Understanding the Intervention Process: Investigation & Assessment
• Intake worker meets with the child & his/her family to assess risk, protective factors, and impact of disclosure on stability of the family
• If the report is substantiated, the worker identifies goals and strategies for the family
• If unsubstantiated, the case is referred or closed
• Treatment planning and services begins
• Must evaluate the family’s progress and revise service plan as necessary
Understanding the Intervention Process: Family Reactions & Home Visiting
• The family is in a state of crisis, disequilibrium, when disclosure takes place, experiencing fear: fear of authority, fear of having the child removed, the fear of helplessness.
• Responses (defense mechanisms) to fear: denial, projection, blaming the system, antagonism towards social services, or withdrawal.
• Workers must evaluate the family’s strengths too.
• Home visitation allows assessment, but also requires additional sensitivity and interviewing skills.
Assessing Risk and Protective Factors • Is the child at risk from abuse or neglect, and to what degree?
• What is causing the problem?
• What are the strengths or protective factors that could be built on with services to alleviate the problem?
• Is the home a safe environment or must the child be placed?
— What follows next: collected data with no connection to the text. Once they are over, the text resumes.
PR #10396, opened 2022-08-23
VACMS 10249: Add .ddev/providers/platform.yaml to .gitignore.

ndouglas:
## Description

Relates to #10249.

This file is continually recreated by at least some versions of DDEV.  I don't know why.  I know @edmund-dunn and I, at least, are affected by this.

I'm adding it to the .gitignore so that it doesn't pop up unexpectedly and annoy us.

### DIFF
--- a/.gitignore
+++ b/.gitignore
@@ -92,3 +92,6 @@ datadog-setup.php
 
 # Temporary .deb packages
 *.deb
+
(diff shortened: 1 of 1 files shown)


ndouglas:
Closed in favor of #10404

• Essential information: parental history and family functioning, parent’s view of child, & environmental factors and supports
Interviewing for Assessment
• Ask questions designed to assess the potential risk of the home situation and the capacity of the parents to cope with child rearing.
• Use non-leading questions; avoid blaming; recognize the client’s feelings
• Interview the child in a nonthreatening setting; adjust to child’s developmental level and language preferences, including names of body parts; allow for stories, metaphors, and drawings
Handling Emergencies
• Emergencies: imminent danger to the child, child abandonment, or if the parents are not cooperating.
• Require an immediate decision on whether to involve the court system, remove the child from home, or both; need assessment to determine who should have custody of the children and the impact that this will have on the children.